One possible approach to apply MDE is adopting a general-purpose modeling language (GPL),
such as UML, to create models of the intended software system. Standardized mapping functions can
be used to automatically generate source code according to the modeling language semantics. Many
works in the literature provide specific solutions for certain UML diagrams or parts of them.
Gessenharter & Rauscher (2011), for example, presents a way to generate Java code from UML
activity diagrams.
However, although UML is the de facto standard for software modeling, it still depends on natural
language to describe certain models (Marchetti 2012), it presents ambiguities and a large number of
concepts in its diagrams (Pastor & Molina 2010), and it is not complete (Ambler 2004). Research
(Kolovos et al. 2013) indicates that domain specific modeling languages (DSLs), in combination with
GPLs, are better solutions to avoid the pitfalls of one-size-fits-all CASE tools.
Modeling languages are specified by metamodels. In other words, a metamodel is a specific kind of
model intended to describe a modeling language. The basic building blocks of a metamodel are:
metaclasses, properties (Alanen & Porres 2008), enumerations and constraints (Canovas & Cugnasca
2015).
A metaclass represents an abstraction of a modeling concept, in the same way as the classes of an
object-oriented system model represent abstractions of real world or problem domain concepts. In a
UML use case diagram, for example, the concepts of use cases and actors are metaclasses. Metaclasses
have properties such as use case name, use case description, etc. Specific use cases and actors in a
given UML diagram are instances of these metaclasses. Instances of metaclasses are elements of
models (not metamodels), and they carry values for properties. Inheritances are allowed. A metaclass
may have a parent metaclass, and the first one is said to be sub-metaclass of the second one.
Enumerations correspond to the primitive data types of traditional programming languages, such as
string, integer, Boolean, etc.
Every metaclass property is associated to a type, which determines which values instances are
allowed to carry for the property. A type can be a metaclass or an enumeration.

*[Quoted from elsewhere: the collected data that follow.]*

PR #40, opened 2018-06-19
enable rustfmt

ncloudioj:
This replaces PR #32 in order to avoid those excessive merge conflicts. Also this adds various rustfmt configuration items based on the code review. Lastly, rustfmt check is enabled in TravisCi.

r? @mykmelez Could you take another look? You may notice there are a few long lines in this PR, since we've relaxed the `max_length` up to 120 characters, rustfmt decided to join some short lines to a a one-liner :). We can further tweak it around until we feel they're reasonable enough to get started.

### DIFF
--- a/src/manager.rs
+++ b/src/manager.rs
@@ -8,9 +8,7 @@
 // CONDITIONS OF ANY KIND, either express or implied. See the License for the
 // specific language governing permissions and limitations under the License.
 
-use std::collections::{
-    BTreeMap,
-};
+use std::collections::BTreeMap;
 
 use std::io::{
     self,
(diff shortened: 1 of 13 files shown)


src/manager.rs
```diff
@@ -83,37 +73,48 @@ impl Manager {
...
+    pub fn get_or_create_with_capacity<'p, F, P>(
+        &mut self,
+        path: P,
+        capacity: c_uint,
+        f: F,
+    ) -> Result<Arc<RwLock<Rkv>>, StoreError>
+    where
+        F: FnOnce(&Path, c_uint) -> Result<Rkv, StoreError>,
+        P: Into<&'p Path>,
+    {
```
mykmelez: It looks like this is the only line that exceeds the new length limit, and it's indeed a really long line, so it's worth wrapping it.

ncloudioj:
@mykmelez Agreed, rustfmt is not yet perfect, we might want to overwrite its default behavior in some cases. Looks like this is an attribute `#[cfg_attr(rustfmt, rustfmt_skip)]` to let rustfmt skip the format, I guess we can use it to fix those quirks on-demand.

PR #41, opened 2018-06-19
run examples in travis

### LINKED ISSUE #36: run examples in automation
We should run the example programs in examples/ in automation to ensure we catch bustage.

ncloudioj:
This closes #36 (on Travis only) ;)

r? @mykmelez

### DIFF
--- a/run-all-examples.sh
+++ b/run-all-examples.sh
@@ -1,0 +1,14 @@
+#!/bin/bash
+
+set -e
+
+cargo build --examples
+
+for file in examples/*; do
+    filename=$(basename ${file})
+    extension=${filename##*.}
+    example_name=${filename%.*}
+    if [[ "${extension}" = "rs" ]]; then
+        cargo run --example ${example_name}
+    fi
+done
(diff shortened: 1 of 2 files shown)


mykmelez:
I did some research on this for #42, and it seems like we can run all examples with the `--examples` flag on `cargo test`:

```
cargo test --examples
```

Alternately, the `--tests` flag seems to run both examples and unit/integration tests:

```
cargo test --tests
```

mykmelez:
> I did some research on this for #42, and it seems like we can run all examples with the --examples flag on cargo test:

Erm, I take that back. Doing so will run any tests in the examples, but it doesn't run the examples themselves!

run-all-examples.sh
```diff
@@ -0,0 +1,14 @@
+#!/bin/bash
+
+set -e
+
+cargo build --examples
```
mykmelez: This is fine, although it shouldn't be necessary, as `cargo run --example` will build the example first.

mykmelez:
I'm going to merge this, but let's leave #36 open for a solution that works on Windows as well.

PR #58, opened 2018-07-20
Add support for multi-store read/write

### LINKED ISSUE #46: determine how to access multiple stores within a single transaction
Over in #42, I noted that "it's unclear if/how it's possible to open multiple stores within a single transaction, which LMDB itself supports," and @ncloudioj responded:

> 
> ```
> let txn = rkv.write();
> let store_foo = rkv.create_or_open("foo");
> let store_bar = rkv.create_or_open("bar");
> store_foo.write(txn, "key0", "value0");
> store_bar.write(txn, "key1", "value1");
> txn.commit();
> ```
> 
> The downside is that users can't use the Reader/Writer any more. Another potential approach, which reuses the design of Writer/Reader, is introduce a MultiStore so that multiple stores could be get_or_created at the same time in a single transaction. Its read/write API will be slightly different,
> 
> ```
> let store_names = vec!["foo", "bar", "baz"];
> let mega_store = rkv.create_or_open(&store_names);
> let writer = mega_store.write();
> writer.write("foo", "key0", "value0"); // it takes a store name here
> writer.write("bar", "key1", "value1");
> writer.commit();
> ```

This is a tough problem. The latter approach feels a bit more intuitive and is also likely to be more compact, provided store names are short; whereas the former grows a line for each store involved in the transaction.

On the other hand, the former approach has the advantage of being more strongly typed, because stores are referenced by handle after creation, so it isn't possible to compile code that opens the "foo" and "bar" stores and then writes to the "baz" store; whereas the latter approach will happily compile that code (and then fail at runtime).

Also note #29, although https://github.com/mozilla/rkv/pull/28#issuecomment-395448738 suggests that I didn't actually understand LMDB database handles when I filed it, and it's the wrong thing to do.

I'm also puzzling over the requirement that LMDB database handles be opened with reference to a specific transaction but can then be reused by any other transaction, as described in the docs for [mdb_dbi_open](http://www.lmdb.tech/doc/group__mdb.html#gac08cad5b096925642ca359a6d6f0562a), which additionally notes:

>The database handle will be private to the current transaction until the transaction is successfully committed. If the transaction is aborted the handle will be closed automatically. After a successful commit the handle will reside in the shared environment, and may be used by other transactions.
>
>This function must not be called from multiple concurrent transactions in the same process. A transaction that uses this function must finish (either commit or abort) before any other transaction in the process may use this function.

However, lmdb-rs appears to manage those constraints by acquiring a mutex and creating/committing a throwaway transaction in [Environment::create_db](https://github.com/danburkert/lmdb-rs/blob/90e88809954459869953cfa595ecd1e644bbfc87/src/environment.rs#L81-L105), so that shouldn't be an issue.

Regardless, from browsing the LMDB docs, it seems like the intent is for handles to stores to be long-lived, so perhaps the former approach is better, even though it doesn't let you use Reader/Writer, as it requires you to explicitly create the handles, which also enables you to reuse them.

Or perhaps even better is a related approach in which `Rkv::write` returns a non-store-specific `Writer` rather than an `lmdb::RwTransaction` (ditto for `Rkv::read`; it returns a `Reader`), and it has a `put` method that takes a store handle rather than a store name, i.e. something like:

```rust
let writer = rkv.write();
writer.put(store_foo, "key0", "value0");
writer.put(store_bar, "key1", "value1");
writer.commit();
// store_foo and store_bar can be reused to read
let reader = rkv.read();
reader.get(store_foo, "key0");
reader.get(store_bar, "key1");
```

(This has the added advantage that we no longer return the low-level RoTransaction and RwTransaction lmdb-rs structs from rkv methods.)

@ncloudioj What do you think?

ncloudioj:
This closes #46.

The implementation was based on [this](https://github.com/mozilla/rkv/issues/46#issuecomment-406422291)

r? @mykmelez

### DIFF
--- a/src/env.rs
+++ b/src/env.rs
@@ -561,4 +561,163 @@ mod tests {
         //
         reader.iter_from("nuu").unwrap();
     }
+
+    #[test]
+    fn test_multiple_store_read_write() {
+        let root = Builder::new().prefix("test_multiple_store_reader_writer").tempdir().expect("tempdir");
+        fs::create_dir_all(root.path()).expect("dir created");
+        let k = Rkv::new(root.path()).expect("new succeeded");
+        let main: Store<&str> = k.open_or_create("main").expect("opened");
+        let another: Store<&str> = k.open_or_create("another").expect("opened");
+        let third: Store<&str> = k.open_or_create("third").expect("opened");
+
+        // test put & put_in across multiple stores
+        let mut writer = main.write(&k).expect("writer");
+        writer.put("key", &Value::Str("value 0")).expect("wrote");
+        writer.put_in("key", &Value::Str("value 1"), &another).expect("wrote");
+        writer.put_in("key", &Value::Str("value 2"), &third).expect("wrote");
+
+        // test get & get_in on writer
+        assert_eq!(writer.get("key").expect("value"), Some(Value::Str("value 0")));
+        assert_eq!(writer.get_in("key", &main).expect("value"), Some(Value::Str("value 0")));
+        assert_eq!(writer.get_in("key", &another).expect("value"), Some(Value::Str("value 1")));
+        assert_eq!(writer.get_in("key", &third).expect("value"), Some(Value::Str("value 2")));
+        writer.commit().expect("committed");
+
+        // test get & get_in on reader
+        {
+            let reader = main.read(&k).expect("reader");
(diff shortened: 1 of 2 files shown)


ncloudioj:
Dup of #62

The use case name, for
example, is a property whose type is string. Every property has a multiplicity, which specifies how
many values an instance can carry for it. Multiplicity ‘0..*’, for example, denotes that any arbitrary
number of values are accepted (from zero to infinity).
All models conforming to a metamodel must satisfy its constraints. In a UML class diagram, for
example, there cannot be an association disconnected from classes, and this condition is established by
a constraint. Good metamodels are supposed to adequately capture modeling needs, and hence they
must contain metaclasses, properties, enumerations and constraints that allow the modeler user to
precisely represent his/her models of interest. The less ambiguous and the clearer the semantics of
each metaclass, the more precisely the represented concept can be automatically transformed into
source code by model-to-code mapping functions.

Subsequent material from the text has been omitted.